▶ _TASK OBJECTIVE_
Only the lines from the one with "Some examples below" onward are wanted, through the last line of the entries, set down exactly.
··· EXERCISE DATA ···
PR #482, opened 2023-05-01
removed objects from OM info_maps to reduce size

ew3361zh:
This PR seeks to reduce the size of the output variables pool json file when a simulation is run with info_maps included.

When doing longer simulations, the size of the info_maps can balloon to unmanageable size if there are large objects present in info_maps or variables added - especially when they're added on a daily basis.

In the cases here, I looked to replace the data potentially lost from the object being removed with the relevant information. I will tag the relevant SME to ensure we're still capturing the necessary data as far as we can tell.

This PR I believe removes or replaces all the remaing serialized objects at the recursion max_depth level of 3 (the default standard recursion depth).


ltp23 (approved):
It looks good to me. I like that you are being more specific with what to be included in the output manager. Thanks Niko.

ew3361zh:
@varrma I think we could fold in #490 to what I've started here. This PR was originally to reduce info_map size associated with the manure module but I think we could easily expand it to handle some of the repetition and other excess data Kristan mentioned in issue 490. Let me know what you think.

KFosterReed:
After looking at this more closely, I think this actually covers some of what I shared in issue #490.. that's great! I would vote for pulling this in, keeping the clean_up_info_maps branch open and continuing to work towards some of the issues in 490 in the future.

KFosterReed (approved):
Nice improvement!

varrma:
@ew3361zh agree with that Niko, we can use this to be active branch as Kirstan mentioned. I can review the variables that are repetitive/ seeming more information to be omitted.

ew3361zh:
> @ew3361zh agree with that Niko, we can use this to be active branch as Kirstan mentioned. I can review the variables that are repetitive/ seeming more information to be omitted.

Sounds good, Varma. Let me know if you need any help reviewing the output json variables file. Happy to talk it over or go through it with you.

Issue #464, opened 2023-04-25
Ration supplied does not seem to scale with number of animals in a pen.


JoeWaddell:
Ration supplied does not scale with number of animals in a pen.

Note: pen.py calc_ration multiplies ration for pen by the length of animals_in_pen

Note: we can see from figures below that *sometimes* the feed scales with ration, so it may be a bug related to animal type (heifer i, ii or iii, dry and lactating cows). 

This may also be purely a graphical bug: I haven't fully investigated this problem, but wanted to be sure to bring attention to it, and show figures explaining the current behavior. 

## Expected Behavior
When animal populations change between ration intervals (note issue #189), amount fed (e.g. as reported in ration report CSVs and graphics) should increase or decrease relative to the number of animals in a pen.

## Current Behavior
Some examples below

From current master, in pen 2
![image](https://user-images.githubusercontent.com/109082924/234342167-bcff7bc1-5667-4b71-961a-5e27744c415e.png)

From PR #283 , which appears to have improved (yet not fully solved) problem #189 
pen 2
![image](https://user-images.githubusercontent.com/109082924/234341466-4d801c94-677f-4fc4-932a-9254f0da4d16.png)
pen 3
![image](https://user-images.githubusercontent.com/109082924/234341389-7f776510-3367-488a-bc53-40122a67fcd0.png)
···
▶ _SOLVED EXERCISE_
Some examples below

From current master, in pen 2
![image](https://user-images.githubusercontent.com/109082924/234342167-bcff7bc1-5667-4b71-961a-5e27744c415e.png)

From PR #283 , which appears to have improved (yet not fully solved) problem #189 
pen 2
![image](https://user-images.githubusercontent.com/109082924/234341466-4d801c94-677f-4fc4-932a-9254f0da4d16.png)
pen 3
![image](https://user-images.githubusercontent.com/109082924/234341389-7f776510-3367-488a-bc53-40122a67fcd0.png)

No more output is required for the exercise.